[ACTIVITY] Each record below needs to be written out exactly as it reads.

Top of RECORDS PROVIDED

PR #76, opened 2015-11-18
MAG-286 [ORFS-97] Implement RAID creation/deletion in Monorail

WangWinson:
1. Add original Hogan render to support complex template in task render
2. Add Create, Delete RAID tasks

This PR is sub story of ORFS-97

### DIFF
--- a/spec/lib/task-spec.js
+++ b/spec/lib/task-spec.js
@@ -1,6 +1,5 @@
 // Copyright 2015, EMC, Inc.
 /* jshint node:true */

Bottom of RECORDS PROVIDED

[SOLUTION TO THIS EXERCISE]
PR #76, opened 2015-11-18
MAG-286 [ORFS-97] Implement RAID creation/deletion in Monorail

WangWinson:
1. Add original Hogan render to support complex template in task render
2. Add Create, Delete RAID tasks

This PR is sub story of ORFS-97

### DIFF
--- a/spec/lib/task-spec.js
+++ b/spec/lib/task-spec.js
@@ -1,6 +1,5 @@
 // Copyright 2015, EMC, Inc.
 /* jshint node:true */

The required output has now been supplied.